--- WHAT THE EXERCISE ASKS ---
Reproduce exactly the line that includes "As your example" and all lines after it, ending with the last line of the data.

INPUT DATA section start

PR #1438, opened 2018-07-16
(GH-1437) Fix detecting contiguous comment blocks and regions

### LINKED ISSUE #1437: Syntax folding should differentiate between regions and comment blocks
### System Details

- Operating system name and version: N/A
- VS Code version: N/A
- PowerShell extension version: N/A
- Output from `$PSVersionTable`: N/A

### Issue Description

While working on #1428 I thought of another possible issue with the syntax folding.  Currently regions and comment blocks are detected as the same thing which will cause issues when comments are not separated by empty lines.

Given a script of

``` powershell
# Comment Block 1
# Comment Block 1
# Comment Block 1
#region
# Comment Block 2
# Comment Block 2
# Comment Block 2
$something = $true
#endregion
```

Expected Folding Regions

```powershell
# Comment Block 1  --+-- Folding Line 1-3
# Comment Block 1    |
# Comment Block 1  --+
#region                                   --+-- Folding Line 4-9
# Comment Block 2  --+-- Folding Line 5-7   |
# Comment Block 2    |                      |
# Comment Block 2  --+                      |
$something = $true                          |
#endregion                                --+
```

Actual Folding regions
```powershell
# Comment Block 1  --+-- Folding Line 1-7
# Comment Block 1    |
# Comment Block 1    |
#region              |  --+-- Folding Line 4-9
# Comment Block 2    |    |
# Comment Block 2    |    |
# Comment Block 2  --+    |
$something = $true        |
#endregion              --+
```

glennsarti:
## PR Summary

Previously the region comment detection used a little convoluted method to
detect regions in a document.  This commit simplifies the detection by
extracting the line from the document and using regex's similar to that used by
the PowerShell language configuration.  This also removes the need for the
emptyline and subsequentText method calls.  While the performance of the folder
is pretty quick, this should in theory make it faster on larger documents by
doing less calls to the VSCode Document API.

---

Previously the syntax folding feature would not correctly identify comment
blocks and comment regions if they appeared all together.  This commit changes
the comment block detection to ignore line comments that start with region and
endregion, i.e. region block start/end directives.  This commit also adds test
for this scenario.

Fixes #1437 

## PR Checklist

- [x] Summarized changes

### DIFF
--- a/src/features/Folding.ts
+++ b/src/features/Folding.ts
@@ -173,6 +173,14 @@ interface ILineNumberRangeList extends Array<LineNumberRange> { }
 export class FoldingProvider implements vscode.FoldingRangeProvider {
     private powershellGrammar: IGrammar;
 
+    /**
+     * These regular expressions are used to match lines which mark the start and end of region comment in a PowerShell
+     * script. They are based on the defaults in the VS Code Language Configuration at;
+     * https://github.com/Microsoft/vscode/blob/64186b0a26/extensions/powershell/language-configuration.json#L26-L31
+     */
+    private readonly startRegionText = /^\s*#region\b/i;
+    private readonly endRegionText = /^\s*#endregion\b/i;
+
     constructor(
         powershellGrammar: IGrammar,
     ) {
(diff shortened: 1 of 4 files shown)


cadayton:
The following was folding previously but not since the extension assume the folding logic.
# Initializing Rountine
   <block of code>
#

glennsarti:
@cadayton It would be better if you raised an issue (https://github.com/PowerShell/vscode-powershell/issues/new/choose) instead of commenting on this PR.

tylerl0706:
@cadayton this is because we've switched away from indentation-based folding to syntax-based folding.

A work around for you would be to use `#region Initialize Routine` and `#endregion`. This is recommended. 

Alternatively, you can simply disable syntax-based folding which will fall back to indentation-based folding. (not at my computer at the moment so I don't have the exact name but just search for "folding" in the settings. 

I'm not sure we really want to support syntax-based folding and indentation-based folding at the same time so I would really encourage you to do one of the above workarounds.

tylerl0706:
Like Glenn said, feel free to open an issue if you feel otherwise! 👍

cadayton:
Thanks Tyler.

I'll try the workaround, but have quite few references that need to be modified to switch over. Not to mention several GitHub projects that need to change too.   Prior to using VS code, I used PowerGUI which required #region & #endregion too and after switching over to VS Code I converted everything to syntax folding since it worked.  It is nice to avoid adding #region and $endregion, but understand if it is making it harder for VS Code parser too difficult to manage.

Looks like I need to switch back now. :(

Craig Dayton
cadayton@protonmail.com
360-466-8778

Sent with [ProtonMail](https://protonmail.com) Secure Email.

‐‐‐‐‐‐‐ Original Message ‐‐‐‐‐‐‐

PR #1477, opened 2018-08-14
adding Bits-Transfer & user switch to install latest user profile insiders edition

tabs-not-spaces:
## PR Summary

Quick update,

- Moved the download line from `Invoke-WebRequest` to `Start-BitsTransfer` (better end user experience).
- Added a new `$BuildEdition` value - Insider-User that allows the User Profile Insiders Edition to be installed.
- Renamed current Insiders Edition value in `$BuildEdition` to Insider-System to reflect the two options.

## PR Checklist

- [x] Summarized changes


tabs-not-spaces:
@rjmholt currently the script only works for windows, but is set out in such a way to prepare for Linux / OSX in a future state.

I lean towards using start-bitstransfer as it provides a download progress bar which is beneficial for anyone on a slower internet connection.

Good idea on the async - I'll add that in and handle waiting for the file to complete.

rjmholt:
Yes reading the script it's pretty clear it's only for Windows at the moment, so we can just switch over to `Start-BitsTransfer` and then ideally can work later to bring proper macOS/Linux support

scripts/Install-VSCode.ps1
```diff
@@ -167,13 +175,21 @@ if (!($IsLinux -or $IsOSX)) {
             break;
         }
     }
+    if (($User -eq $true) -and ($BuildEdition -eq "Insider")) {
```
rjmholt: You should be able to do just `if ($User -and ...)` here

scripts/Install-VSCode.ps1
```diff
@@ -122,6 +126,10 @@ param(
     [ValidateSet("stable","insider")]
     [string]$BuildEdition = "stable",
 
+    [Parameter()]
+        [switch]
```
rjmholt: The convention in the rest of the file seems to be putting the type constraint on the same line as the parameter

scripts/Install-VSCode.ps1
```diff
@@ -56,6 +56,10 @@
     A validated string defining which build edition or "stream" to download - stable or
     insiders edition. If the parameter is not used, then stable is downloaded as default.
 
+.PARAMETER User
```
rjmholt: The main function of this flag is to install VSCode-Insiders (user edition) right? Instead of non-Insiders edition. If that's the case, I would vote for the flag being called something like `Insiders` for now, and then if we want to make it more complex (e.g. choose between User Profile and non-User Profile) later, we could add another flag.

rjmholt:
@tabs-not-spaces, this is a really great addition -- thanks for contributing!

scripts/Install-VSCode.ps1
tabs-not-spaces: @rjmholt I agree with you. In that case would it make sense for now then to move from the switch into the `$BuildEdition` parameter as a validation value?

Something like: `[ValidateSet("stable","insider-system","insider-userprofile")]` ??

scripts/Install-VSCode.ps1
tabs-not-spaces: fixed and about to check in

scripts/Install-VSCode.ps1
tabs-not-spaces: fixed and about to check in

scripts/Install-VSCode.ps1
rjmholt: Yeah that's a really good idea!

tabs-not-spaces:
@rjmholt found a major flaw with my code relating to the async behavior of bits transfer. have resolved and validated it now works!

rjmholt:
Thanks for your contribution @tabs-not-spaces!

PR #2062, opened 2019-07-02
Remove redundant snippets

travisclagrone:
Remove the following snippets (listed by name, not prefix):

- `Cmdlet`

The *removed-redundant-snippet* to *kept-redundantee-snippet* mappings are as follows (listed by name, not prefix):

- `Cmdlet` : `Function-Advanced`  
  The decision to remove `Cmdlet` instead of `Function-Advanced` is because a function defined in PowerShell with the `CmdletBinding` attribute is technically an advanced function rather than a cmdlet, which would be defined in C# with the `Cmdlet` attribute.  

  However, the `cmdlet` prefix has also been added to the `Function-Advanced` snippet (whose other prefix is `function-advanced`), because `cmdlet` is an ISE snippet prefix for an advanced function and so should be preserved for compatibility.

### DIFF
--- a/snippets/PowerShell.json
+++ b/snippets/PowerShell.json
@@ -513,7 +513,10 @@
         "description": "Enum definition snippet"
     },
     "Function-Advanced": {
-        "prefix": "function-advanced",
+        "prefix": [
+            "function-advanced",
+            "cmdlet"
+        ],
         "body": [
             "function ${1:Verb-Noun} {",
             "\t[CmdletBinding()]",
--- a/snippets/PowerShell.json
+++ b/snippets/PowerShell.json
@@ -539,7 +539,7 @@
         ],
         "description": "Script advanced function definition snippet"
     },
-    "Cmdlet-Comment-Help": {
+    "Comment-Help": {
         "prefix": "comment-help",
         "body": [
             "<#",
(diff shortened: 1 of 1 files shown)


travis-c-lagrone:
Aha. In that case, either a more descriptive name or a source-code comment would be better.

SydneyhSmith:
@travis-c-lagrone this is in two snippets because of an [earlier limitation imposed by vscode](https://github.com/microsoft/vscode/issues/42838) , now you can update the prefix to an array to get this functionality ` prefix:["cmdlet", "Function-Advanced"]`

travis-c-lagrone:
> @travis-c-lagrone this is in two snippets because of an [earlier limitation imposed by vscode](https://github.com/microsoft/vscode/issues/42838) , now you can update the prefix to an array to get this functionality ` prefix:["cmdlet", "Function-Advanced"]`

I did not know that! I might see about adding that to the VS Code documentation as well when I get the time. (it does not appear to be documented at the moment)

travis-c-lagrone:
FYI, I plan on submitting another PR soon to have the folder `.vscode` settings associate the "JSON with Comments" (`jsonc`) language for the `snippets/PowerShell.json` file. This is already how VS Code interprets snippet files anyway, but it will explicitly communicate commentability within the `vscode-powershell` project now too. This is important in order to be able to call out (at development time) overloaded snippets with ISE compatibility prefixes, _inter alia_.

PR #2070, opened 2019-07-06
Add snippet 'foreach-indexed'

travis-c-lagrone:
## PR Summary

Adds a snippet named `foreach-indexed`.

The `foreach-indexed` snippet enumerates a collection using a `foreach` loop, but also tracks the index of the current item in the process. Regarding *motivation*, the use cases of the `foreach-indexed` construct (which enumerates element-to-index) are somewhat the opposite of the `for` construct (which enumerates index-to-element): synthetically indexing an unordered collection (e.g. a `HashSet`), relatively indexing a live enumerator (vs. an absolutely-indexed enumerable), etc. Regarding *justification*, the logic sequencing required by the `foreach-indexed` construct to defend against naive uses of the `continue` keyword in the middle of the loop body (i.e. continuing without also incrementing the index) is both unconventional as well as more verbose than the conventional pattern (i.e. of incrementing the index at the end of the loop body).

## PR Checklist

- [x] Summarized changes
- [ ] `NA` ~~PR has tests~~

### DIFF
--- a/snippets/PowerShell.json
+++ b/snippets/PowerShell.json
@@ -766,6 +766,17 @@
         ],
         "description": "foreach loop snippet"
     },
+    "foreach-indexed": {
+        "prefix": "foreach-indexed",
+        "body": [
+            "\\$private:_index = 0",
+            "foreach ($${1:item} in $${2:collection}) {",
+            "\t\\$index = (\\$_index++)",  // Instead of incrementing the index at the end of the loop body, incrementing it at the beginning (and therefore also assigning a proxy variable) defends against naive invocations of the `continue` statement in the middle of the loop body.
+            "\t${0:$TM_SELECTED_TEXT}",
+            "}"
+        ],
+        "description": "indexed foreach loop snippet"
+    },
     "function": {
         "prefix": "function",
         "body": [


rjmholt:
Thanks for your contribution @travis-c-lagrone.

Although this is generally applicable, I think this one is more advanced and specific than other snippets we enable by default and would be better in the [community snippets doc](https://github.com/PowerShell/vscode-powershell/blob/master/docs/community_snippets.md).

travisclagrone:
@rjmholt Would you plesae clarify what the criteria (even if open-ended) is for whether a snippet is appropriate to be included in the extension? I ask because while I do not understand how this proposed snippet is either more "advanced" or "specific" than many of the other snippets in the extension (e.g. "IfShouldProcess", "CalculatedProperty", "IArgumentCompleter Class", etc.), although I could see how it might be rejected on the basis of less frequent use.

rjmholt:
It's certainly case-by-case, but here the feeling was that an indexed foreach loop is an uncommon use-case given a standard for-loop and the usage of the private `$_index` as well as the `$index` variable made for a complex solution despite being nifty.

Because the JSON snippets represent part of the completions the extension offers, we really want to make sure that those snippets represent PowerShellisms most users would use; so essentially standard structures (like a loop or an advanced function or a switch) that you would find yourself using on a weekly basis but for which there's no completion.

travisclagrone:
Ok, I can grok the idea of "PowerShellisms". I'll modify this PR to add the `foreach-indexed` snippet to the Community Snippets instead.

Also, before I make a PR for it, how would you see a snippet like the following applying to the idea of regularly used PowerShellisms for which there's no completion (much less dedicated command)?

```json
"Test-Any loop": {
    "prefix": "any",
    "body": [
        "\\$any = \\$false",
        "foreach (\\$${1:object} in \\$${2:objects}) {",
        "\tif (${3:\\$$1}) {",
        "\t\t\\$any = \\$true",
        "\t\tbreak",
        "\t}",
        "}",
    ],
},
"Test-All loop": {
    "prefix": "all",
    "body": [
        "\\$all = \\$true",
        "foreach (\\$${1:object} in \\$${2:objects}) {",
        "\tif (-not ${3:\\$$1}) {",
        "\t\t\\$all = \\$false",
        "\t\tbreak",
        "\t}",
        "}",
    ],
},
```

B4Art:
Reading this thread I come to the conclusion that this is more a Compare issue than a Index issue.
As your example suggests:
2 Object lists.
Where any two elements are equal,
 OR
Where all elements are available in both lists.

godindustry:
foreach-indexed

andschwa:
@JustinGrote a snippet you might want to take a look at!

INPUT DATA section end

--- RESPONSE FOR THIS EXERCISE ---
As your example suggests:
2 Object lists.
Where any two elements are equal,
 OR
Where all elements are available in both lists.

godindustry:
foreach-indexed

andschwa:
@JustinGrote a snippet you might want to take a look at!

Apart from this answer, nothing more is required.